Значит, мы обитаем в более светлой среде, а вокруг нас простирается бесконечная, объятая мраком область воспоминаний, размышлений, чувствований и бессвязных, нескоординированных мыслей, которые теоретически «принадлежат» нам, но, по-видимому, не являются частью нашего сознательного «я». (Робость не позволила мне спросить профессора Джеймса, не обстоит ли дело все же так, что мы вовсе не владеем этими сторонами личности — что такие феномены принадлежат равно объективному миру и нашему субъективному «я».) Вполне возможно, что существует стихия некоего неопределенного свойства: океаническая, вечносущая и живая, против которой человеческая особь воздвигает временные барьеры в ходе непрерывного процесса своего единичного и обособленного выживания, подобно тому как и сам океан, по видимости, разделяет острова, которые в действительности вовсе не являются островами, а суть зримые части суши, накрепко соединенные под поверхностью воды. Жизнь наша, таким образом, подобна этим островам… Профессор Джеймс и я согласно признали, что все это не более чем вероятность.

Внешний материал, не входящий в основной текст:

PR #107, opened 2018-11-11
Major rewrite of "router1"

cliffordwolf:
Summary of changes:
- Add two new arch APIs: `getConflictingWireWire` and `getConflictingPipWire`
- Major rewrite of `router1`

This new router now uses finer-grain ripups and has no non-ripup phase anymore. It uses arcs as unit of work and always routes the unrouted arc with the worst budget-to-estimate ratio first.

This does not yet do timing-based ripups and restarts, but that will be easy to add once this PR is merged.


common/router1.cc
```diff
@@ -694,302 +736,265 @@ Router1Cfg::Router1Cfg(Context *ctx) : Settings(ctx)
...
-            PipId pip = router.visited.at(cursor).pip;
-            (*route)[cursor] = pip;
-            if (pip == PipId())
-                break;
-            cursor = getPipSrcWire(pip);
-        }
-    }
-
-    return true;
+    // FIXME
```
eddiehung: Context: it appears that this is only called by the fuzzer (e.g. `ice40DelayFuzzerMain`) meaning it is not critical for this PR

docs/faq.md
```diff
@@ -38,7 +38,94 @@ For nextpnr we are using the following terminology.
...
+
+### Delay Estimates
+
+Each architecture must implement a `estimateDelay()` method that estimates the expected delay for a path from given `src` to `dst` wires.
+*It is very important that this method slightly overestimates the expected delay.* Furthermore, it should overestimate the expected delay
+by a slightly larger margin for longer paths than for shorter paths. Otherwise there will be performance issues with the router.
+
+The delays estimates returned by that method should also be as fine-grain as possible. It definitely pays off to spend some time improving the `estimateDelay()`
+for your architecture once implementing small designs work.
+
```
eddiehung: It would be good to describe the difference between `predictDelay` and `estimateDelay` -- my understanding is the former is used in placement, the latter in routing. I would recommend changing their names, as they are too similar, perhaps: `fastEstimateDelay()` and `slowEstimateDelay()`?
Again, not critical for this PR, but dropping this comment here before I forget about it...

cliffordwolf: I was thinking maybe `predictDelay() -> estimateArcDelay()`.

cliffordwolf: Arc is one of the words on our nomenclature list with exactly this meaning. https://github.com/YosysHQ/nextpnr/blob/master/docs/faq.md If the name clash is a problem then we should change our nomenclature. In either case I think it would be a good idea to use whatever word we assign to this concept.

eddiehung: Sorry, I'm mistaking Arc for "Pip". `estimateArcDelay` is good.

Джеймс, конечно, знаком с Перри Муром. Но когда я упомянул, что поведение бедняги становится все эксцентричнее, отказался обсуждать эту тему. (Может статься, знает ситуацию даже лучше меня — у него множество знакомых в Кембридже и Бостоне.) Я несколько раз переводил нашу беседу на возможность естественного опыта «обращения» в системе эволюции собственного «я» личности, вне зависимости от того, как оно расценивается его семьей, коллегами и обществом в целом, и профессор Джеймс как будто согласился со мной, во всяком случае, он не был решительно против. Касательно утверждений спиритуалистов, а также всех евангелических и фанатических религиозных движений, он, разумеется, придерживается позиции здорового скептицизма, хотя и является одновременно ярым противником «рационалистского» взгляда и полагает, что исследования психики, предпринимаемые некоторыми из нас, в конечном счете откроют богатства — обнажив стороны человеческой психики, недоступные для изучения никаким иным образом.